Sheppard hatte sich auf das weiße Bett gesetzt. Die Frau, welche er besucht, sitzt an ihrem Schreibtisch und malt Bilder. Er hasst Kliniken, besonders Psychiatrien. Es ist zwar eine offene, aber dieses sterile weiß ist ihm zu unbehaglich. "Es ist nun sieben Monate her. Denkst du wirklich, dass sie es wollte? Denkst du wirklich, sie wollte, dass du dich in diesem hässlichen Gebäude verkriechst und alles wegwirfst?" Sie malt immer noch. Ihr ganzes Zimmer hatte sie vollgehangen mit Bildern. Eine Frau mit roten Haar, eine mit schwarzem Haar. Es sind verschiedene Bilder. Meist Szenen des innigen Kusses, selten Szenen der sexuellen Aktivität. Jedes Mal, wenn Sheppard diese Bilder sieht, kommen ihm die Tränen, wie auch jetzt. Wasser sammelt sich in seinen Augen, aber er wischt sich sofort mit der Hand darüber. "Ich weiß, dass ich hätte viel verändern können, aber..."

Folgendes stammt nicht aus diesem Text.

PR #8, opened 2020-11-24
revisit queue usage + debug failure handling

richardliaw:


xgboost_ray/main.py
```diff
@@ -293,6 +293,7 @@ def _train(params: Dict,
            checkpoint_prefix: Optional[str] = None,
            checkpoint_path: str = "/tmp",
            checkpoint_frequency: int = 5,
+           enable_queue: bool = False,
```
richardliaw, line 296: untested... may remove later

xgboost_ray/main.py
```diff
@@ -342,27 +345,35 @@ def _train(params: Dict,
...
-            for i, (actor, queue) in enumerate(actors):
+            if queue:
                 while not queue.empty():
                     item = queue.get()
                     if isinstance(item, Callable):
                         item()
                     else:
                         callback_returns[i].append(item)
-            ready, not_ready = ray.wait(fut, num_returns=len(fut), timeout=0)
+            ready, not_ready = ray.wait(not_ready, timeout=0)
```
richardliaw, line 362: This is a key difference - this makes it so that we do not wait for all workers to finish - rather, every worker that finishes, we call `ray.get` on its result. This will allow error messages to propagate properly, even before the rest of the workers are done.

xgboost_ray/main.py
```diff
@@ -342,27 +345,35 @@ def _train(params: Dict,
...
+            time.sleep(1)
+            ray.get(ready)
         # Once everything is ready
         ray.get(fut)
     except RayActorError:
-        for (actor, _) in actors:
+        for actor in actors:
             ray.kill(actor)
+        if queue:
+            ray.kill(queue)
```
richardliaw, line 372: this is also important to kill, otherwise we end up leaking a bunch of queues (which may not necessarily garbage collect properly).

xgboost_ray/main.py
```diff
@@ -133,8 +133,8 @@ def __init__(self,
                  checkpoint_path: str = "/tmp",
                  checkpoint_frequency: int = 5):
         self.queue = queue
-
-        init_session(rank, queue)
+        if queue:
+            init_session(rank, queue)
```
krfricke, line 137: Shouldn't we always want to initialize the session with the rank?

xgboost_ray/main.py
```diff
@@ -342,27 +345,35 @@ def _train(params: Dict,
...
                 while not queue.empty():
                     item = queue.get()
                     if isinstance(item, Callable):
                         item()
                     else:
                         callback_returns[i].append(item)
-            ready, not_ready = ray.wait(fut, num_returns=len(fut), timeout=0)
+            ready, not_ready = ray.wait(not_ready, timeout=0)
+            logger.debug("[RayXGBoost] Waiting for results...")
+            time.sleep(0.5)
```
krfricke, line 364: Is this `sleep` necessary?

xgboost_ray/main.py
krfricke: Good spot thanks.
Should we catch broader here?

xgboost_ray/main.py
krfricke: That makes sense, as other workers are waiting for the killed worker to finish before they finish themselves. That explains why it stalled

xgboost_ray/main.py
krfricke: I'll update the code below

krfricke (approved):
Thanks, that's great. I'll merge it and update the minor things I left in the comments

"Ich bin dir nicht böse", unterbricht die malende Frau den Direktor. Ihr Fokus ist weiterhin auf dem Bild. Scheinbar malt die gerade Blut oder rote Haare. "Es ist geschehen und es ist nicht Rückgängig zu machen. Wir alle sind nicht von Fehlern befreit, ob Menschen oder Vampire. Selbst Davis hat Fehler begangen, weshalb er scheiterte. Wir reden fast jede Woche darüber. Können wir nicht über was schöneres reden?" Ihre Stimme bleibt höflich und ruhig. Einige Minuten malt sie weiter und wechselt ihre Buntstifte. Mal wählt sie schwarz, dann rot und dann doch wieder ein helles grün. "Anna war gestern mit Carmilla hier. Sie scheinen sehr glücklich zu sein. Über ihren Besuch habe ich mich gefreut. Sie haben mir Pralinen mitgebracht und waren mit mir spazieren. Sie sehen sehr glücklich aus." Sheppard hört zwar zu, aber er hatte das Gesicht in seinen Händen vergraben, allen voran die Augen. Tränen des Schmerzes fließen hinab. Seine Tochter, Elisabeth... Er hatte alles verloren. Alles aufgrund einer dummen Entscheidung und es ist ein Disaster geworden. "Dich zerfrisst die Selbstschuld. Höre auf zu weinen, es ist geschehen. Sitze ich hier und weine, nach allem, was ich sah und gehört sowie erlebt habe?" Da wird ihre Stimme etwas strenger. Sie hat dieses ewige heulen satt von ihm, diese Selbstvorwürfe und dieses Selbstmitleid. "Ich denke, für heute reicht der Besuch, Direktor Sheppard. Guten Tag." Sheppard gehorchte Sophia auf das Wort und verlässt unter schluchzen und bitterlichem weinen das Zimmer. Außerhalb des Zimmers auf dem Gang gab er sich seinen Tränen hin. Die Schwestern wussten wie die Ärzte, dass er allein seine Tränen vergießen möchte. Bei jedem Besuch bricht es ihm das Herz bei dem, was geschah. Seine kleine Fina. Er hatte sie enttäuscht, ihr Leben zerstört. Doch er muss für einen Moment seinen Schmerz herunterschlucken, wie es es auch die Jahrhunderte tat. Er hatte noch ein Geschenk für sie. Ein ganz besonderes, worüber sie sich sicher freuen würde. Er muss es ihr noch sagen! Also geht er die wenigen Meter auf dem polierten Boden der Klinik zurück zu dem Zimmer, wo sie malt. Er reißt vorfreudig die Tür auf. Er will diese Frau glücklich sehen, sie lachen sehen und das funkeln in den Augen genießen. Doch als er die Tür öffnet, bleibt er einige Sekunden stehen, ehe er reagiert. "SCHWESTER", brüllt er laut durch die ganze Klinik und rennt dann eilig los, um schleunigst jemanden zu suchen.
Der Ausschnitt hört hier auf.